# WHAT THE TASK ASKS
Lines to return, exactly: from the line with "art lib.ArtifactInfo, remote" to the line with "wy65701436, line 183: log err here?" in the entries below, both included.
---------- PROVIDED INFORMATION
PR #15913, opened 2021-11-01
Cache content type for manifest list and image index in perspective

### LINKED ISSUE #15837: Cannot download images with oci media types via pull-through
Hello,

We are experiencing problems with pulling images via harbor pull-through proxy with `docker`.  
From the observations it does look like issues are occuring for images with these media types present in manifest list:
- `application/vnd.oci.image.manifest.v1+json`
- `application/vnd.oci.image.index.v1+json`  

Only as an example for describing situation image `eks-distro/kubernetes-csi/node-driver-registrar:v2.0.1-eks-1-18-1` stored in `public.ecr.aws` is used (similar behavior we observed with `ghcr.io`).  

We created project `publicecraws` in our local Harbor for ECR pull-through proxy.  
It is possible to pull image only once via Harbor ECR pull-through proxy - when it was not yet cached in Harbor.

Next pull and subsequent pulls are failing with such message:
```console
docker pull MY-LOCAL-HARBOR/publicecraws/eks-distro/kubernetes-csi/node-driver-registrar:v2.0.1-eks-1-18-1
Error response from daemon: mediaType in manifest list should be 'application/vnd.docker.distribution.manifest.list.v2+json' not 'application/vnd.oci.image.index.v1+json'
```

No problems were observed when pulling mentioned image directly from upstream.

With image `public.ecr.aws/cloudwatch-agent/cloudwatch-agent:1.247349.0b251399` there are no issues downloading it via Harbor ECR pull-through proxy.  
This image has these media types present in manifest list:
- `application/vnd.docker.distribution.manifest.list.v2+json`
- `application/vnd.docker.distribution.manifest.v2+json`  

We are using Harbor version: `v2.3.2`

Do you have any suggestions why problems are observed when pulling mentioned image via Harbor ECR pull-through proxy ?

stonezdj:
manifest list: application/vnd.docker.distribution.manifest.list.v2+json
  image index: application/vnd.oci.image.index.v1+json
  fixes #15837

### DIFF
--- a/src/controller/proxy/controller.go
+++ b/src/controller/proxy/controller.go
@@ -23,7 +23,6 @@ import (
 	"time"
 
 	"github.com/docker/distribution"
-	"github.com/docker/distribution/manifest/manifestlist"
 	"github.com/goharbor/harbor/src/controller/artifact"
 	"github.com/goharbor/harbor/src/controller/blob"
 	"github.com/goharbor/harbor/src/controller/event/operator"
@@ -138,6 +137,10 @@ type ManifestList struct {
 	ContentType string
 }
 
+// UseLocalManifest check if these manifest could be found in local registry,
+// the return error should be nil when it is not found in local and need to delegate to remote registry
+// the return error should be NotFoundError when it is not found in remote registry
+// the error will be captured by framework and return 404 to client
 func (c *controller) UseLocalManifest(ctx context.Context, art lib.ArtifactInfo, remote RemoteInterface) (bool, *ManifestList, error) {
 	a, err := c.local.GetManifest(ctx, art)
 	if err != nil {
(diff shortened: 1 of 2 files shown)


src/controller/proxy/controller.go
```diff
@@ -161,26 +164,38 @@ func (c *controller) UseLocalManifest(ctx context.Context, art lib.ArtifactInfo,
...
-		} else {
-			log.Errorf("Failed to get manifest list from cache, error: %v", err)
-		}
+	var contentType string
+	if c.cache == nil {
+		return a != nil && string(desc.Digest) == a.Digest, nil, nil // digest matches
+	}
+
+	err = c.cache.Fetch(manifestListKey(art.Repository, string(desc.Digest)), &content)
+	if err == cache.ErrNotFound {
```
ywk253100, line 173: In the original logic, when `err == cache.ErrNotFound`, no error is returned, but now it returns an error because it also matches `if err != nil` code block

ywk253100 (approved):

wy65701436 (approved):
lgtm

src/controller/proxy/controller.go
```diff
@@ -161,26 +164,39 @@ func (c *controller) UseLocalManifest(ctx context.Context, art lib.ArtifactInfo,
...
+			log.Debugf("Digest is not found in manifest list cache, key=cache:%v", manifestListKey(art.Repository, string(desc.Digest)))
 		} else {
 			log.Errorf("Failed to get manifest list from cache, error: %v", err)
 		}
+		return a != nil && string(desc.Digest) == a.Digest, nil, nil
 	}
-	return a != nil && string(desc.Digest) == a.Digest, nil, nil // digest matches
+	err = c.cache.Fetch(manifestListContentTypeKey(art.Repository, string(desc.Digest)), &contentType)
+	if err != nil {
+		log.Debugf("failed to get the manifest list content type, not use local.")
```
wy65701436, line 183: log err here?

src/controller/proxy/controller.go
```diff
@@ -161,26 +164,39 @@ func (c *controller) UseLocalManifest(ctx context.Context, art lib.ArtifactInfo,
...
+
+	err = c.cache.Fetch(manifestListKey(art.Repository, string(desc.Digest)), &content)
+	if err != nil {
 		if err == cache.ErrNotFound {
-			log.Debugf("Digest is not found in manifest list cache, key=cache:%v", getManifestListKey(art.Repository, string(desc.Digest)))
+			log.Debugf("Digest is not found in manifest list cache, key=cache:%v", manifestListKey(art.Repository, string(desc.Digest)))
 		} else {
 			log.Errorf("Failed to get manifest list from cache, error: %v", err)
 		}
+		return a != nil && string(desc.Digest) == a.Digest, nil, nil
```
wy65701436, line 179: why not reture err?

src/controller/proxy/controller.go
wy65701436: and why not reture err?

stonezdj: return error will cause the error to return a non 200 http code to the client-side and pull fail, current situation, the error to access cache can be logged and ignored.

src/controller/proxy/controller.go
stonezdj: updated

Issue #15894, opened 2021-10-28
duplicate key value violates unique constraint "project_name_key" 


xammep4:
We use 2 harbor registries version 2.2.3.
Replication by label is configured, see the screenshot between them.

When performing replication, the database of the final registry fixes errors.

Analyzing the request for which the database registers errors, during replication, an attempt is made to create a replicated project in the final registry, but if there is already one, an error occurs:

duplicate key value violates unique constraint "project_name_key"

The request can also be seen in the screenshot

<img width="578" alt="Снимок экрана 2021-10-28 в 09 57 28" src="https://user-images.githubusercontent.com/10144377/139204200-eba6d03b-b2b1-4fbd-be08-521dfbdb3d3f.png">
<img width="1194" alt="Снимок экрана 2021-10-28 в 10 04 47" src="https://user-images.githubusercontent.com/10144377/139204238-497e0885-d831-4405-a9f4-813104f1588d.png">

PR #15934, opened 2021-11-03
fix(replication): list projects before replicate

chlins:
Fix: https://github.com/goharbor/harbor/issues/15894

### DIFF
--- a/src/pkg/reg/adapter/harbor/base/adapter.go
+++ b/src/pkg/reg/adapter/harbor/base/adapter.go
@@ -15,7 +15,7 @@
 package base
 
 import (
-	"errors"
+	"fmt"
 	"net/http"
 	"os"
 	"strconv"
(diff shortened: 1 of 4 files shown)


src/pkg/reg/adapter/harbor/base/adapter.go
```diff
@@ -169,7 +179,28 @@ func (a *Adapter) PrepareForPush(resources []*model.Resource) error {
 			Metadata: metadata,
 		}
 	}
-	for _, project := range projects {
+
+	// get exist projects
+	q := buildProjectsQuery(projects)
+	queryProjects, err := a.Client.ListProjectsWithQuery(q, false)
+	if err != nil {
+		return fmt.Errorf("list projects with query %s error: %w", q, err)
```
--------------------
# WORKED SOLUTION
 func (c *controller) UseLocalManifest(ctx context.Context, art lib.ArtifactInfo, remote RemoteInterface) (bool, *ManifestList, error) {
 	a, err := c.local.GetManifest(ctx, art)
 	if err != nil {
(diff shortened: 1 of 2 files shown)


src/controller/proxy/controller.go
```diff
@@ -161,26 +164,38 @@ func (c *controller) UseLocalManifest(ctx context.Context, art lib.ArtifactInfo,
...
-		} else {
-			log.Errorf("Failed to get manifest list from cache, error: %v", err)
-		}
+	var contentType string
+	if c.cache == nil {
+		return a != nil && string(desc.Digest) == a.Digest, nil, nil // digest matches
+	}
+
+	err = c.cache.Fetch(manifestListKey(art.Repository, string(desc.Digest)), &content)
+	if err == cache.ErrNotFound {
```
ywk253100, line 173: In the original logic, when `err == cache.ErrNotFound`, no error is returned, but now it returns an error because it also matches `if err != nil` code block

ywk253100 (approved):

wy65701436 (approved):
lgtm

src/controller/proxy/controller.go
```diff
@@ -161,26 +164,39 @@ func (c *controller) UseLocalManifest(ctx context.Context, art lib.ArtifactInfo,
...
+			log.Debugf("Digest is not found in manifest list cache, key=cache:%v", manifestListKey(art.Repository, string(desc.Digest)))
 		} else {
 			log.Errorf("Failed to get manifest list from cache, error: %v", err)
 		}
+		return a != nil && string(desc.Digest) == a.Digest, nil, nil
 	}
-	return a != nil && string(desc.Digest) == a.Digest, nil, nil // digest matches
+	err = c.cache.Fetch(manifestListContentTypeKey(art.Repository, string(desc.Digest)), &contentType)
+	if err != nil {
+		log.Debugf("failed to get the manifest list content type, not use local.")
```
wy65701436, line 183: log err here?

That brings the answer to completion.